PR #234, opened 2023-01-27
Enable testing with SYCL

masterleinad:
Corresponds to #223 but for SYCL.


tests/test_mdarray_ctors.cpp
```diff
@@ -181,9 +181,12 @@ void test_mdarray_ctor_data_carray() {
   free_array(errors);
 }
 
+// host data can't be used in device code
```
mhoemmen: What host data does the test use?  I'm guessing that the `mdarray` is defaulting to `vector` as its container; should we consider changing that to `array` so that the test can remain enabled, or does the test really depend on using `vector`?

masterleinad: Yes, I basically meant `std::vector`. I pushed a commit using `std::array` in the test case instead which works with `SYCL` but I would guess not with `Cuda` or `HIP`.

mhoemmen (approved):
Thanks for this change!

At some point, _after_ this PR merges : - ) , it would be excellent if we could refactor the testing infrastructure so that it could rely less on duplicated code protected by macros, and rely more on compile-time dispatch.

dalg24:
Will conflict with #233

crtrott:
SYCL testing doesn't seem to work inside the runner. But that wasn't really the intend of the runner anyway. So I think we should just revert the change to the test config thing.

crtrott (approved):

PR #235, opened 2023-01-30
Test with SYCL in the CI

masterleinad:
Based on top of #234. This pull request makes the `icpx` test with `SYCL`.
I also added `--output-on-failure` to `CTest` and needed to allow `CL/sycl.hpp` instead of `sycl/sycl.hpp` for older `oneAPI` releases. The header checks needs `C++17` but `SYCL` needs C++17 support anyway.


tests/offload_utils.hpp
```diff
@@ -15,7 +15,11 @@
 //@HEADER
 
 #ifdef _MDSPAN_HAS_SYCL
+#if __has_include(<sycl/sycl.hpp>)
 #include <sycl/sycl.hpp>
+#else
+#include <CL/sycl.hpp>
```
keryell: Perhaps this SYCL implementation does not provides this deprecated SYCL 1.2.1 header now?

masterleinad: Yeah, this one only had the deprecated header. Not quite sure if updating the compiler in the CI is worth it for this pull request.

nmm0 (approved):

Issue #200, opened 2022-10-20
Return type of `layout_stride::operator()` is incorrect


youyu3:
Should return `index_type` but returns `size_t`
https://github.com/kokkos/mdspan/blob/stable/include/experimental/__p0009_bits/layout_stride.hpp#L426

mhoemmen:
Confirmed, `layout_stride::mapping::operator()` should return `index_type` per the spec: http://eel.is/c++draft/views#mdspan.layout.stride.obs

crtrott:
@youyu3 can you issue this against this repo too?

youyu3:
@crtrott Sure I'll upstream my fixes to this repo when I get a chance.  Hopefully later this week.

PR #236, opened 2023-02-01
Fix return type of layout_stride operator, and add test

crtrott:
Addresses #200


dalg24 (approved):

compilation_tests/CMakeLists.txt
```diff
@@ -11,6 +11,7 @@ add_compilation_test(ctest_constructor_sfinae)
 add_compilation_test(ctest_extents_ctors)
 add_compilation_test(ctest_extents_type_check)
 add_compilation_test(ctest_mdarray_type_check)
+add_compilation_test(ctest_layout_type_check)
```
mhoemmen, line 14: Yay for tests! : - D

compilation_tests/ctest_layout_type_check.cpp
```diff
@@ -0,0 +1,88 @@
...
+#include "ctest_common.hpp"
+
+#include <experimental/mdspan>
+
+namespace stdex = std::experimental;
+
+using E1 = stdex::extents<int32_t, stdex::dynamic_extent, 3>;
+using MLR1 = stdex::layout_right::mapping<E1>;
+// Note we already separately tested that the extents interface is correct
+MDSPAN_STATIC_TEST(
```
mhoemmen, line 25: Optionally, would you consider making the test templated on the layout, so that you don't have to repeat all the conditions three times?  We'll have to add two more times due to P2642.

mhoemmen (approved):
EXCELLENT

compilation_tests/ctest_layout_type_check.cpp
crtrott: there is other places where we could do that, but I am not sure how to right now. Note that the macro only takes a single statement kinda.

------------

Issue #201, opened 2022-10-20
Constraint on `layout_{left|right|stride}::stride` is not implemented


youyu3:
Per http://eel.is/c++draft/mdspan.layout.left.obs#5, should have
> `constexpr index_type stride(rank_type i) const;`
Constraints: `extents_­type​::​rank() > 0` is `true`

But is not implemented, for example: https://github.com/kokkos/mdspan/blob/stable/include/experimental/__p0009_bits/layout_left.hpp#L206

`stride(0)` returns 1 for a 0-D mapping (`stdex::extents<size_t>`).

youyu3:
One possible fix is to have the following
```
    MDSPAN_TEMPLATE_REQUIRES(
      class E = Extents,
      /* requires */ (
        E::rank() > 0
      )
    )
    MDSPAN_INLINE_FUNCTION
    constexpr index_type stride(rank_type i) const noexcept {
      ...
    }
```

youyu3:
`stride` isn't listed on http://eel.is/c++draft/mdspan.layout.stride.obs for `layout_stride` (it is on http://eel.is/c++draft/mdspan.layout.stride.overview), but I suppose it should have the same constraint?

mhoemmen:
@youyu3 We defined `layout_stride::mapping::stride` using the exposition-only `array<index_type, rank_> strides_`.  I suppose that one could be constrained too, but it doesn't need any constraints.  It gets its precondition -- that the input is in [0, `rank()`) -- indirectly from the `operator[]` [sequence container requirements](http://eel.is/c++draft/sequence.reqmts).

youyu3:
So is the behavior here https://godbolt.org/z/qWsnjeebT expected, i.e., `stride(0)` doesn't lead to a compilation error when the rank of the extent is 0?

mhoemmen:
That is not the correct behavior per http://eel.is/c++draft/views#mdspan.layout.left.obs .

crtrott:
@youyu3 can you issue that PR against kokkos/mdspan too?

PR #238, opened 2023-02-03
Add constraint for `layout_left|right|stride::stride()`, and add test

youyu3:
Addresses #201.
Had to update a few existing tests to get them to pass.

------------

Among the lines of the listing above, which ones hold "code"? Copy them.

+// host data can't be used in device code
At some point, _after_ this PR merges : - ) , it would be excellent if we could refactor the testing infrastructure so that it could rely less on duplicated code protected by macros, and rely more on compile-time dispatch.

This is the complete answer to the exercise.